* YOUR INSTRUCTIONS
Give the number of lines in the data below containing the word "have", with no other text.
───── RECORDS FOR THE EXERCISE ─────
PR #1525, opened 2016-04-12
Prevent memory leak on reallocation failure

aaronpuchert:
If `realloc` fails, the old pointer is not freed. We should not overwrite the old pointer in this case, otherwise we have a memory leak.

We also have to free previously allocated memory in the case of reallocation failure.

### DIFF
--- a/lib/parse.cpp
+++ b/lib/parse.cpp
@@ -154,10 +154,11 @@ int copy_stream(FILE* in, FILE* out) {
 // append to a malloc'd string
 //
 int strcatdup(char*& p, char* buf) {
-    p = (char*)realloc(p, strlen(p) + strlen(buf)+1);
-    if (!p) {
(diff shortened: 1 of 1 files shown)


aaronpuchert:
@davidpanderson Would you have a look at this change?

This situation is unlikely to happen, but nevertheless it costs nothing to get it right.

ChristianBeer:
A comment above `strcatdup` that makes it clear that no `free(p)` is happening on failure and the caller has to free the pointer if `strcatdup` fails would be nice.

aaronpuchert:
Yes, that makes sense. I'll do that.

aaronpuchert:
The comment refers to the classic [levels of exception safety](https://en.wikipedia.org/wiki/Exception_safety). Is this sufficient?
─────
───── RECORDS FOR THE EXERCISE ─────
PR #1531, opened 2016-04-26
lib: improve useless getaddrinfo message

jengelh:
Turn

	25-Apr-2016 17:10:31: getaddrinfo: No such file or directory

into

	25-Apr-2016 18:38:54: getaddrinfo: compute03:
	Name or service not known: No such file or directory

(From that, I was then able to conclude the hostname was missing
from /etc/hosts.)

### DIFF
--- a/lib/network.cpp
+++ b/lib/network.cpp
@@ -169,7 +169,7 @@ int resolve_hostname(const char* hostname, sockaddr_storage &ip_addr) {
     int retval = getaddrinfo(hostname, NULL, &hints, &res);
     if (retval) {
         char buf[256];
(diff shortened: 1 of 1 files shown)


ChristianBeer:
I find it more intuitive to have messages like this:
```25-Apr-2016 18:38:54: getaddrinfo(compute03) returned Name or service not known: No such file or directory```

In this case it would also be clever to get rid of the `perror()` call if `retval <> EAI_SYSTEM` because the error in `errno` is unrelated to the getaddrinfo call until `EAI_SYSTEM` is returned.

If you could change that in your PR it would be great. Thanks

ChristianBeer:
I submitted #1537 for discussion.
─────
* SOLUTION FOR THIS TASK
4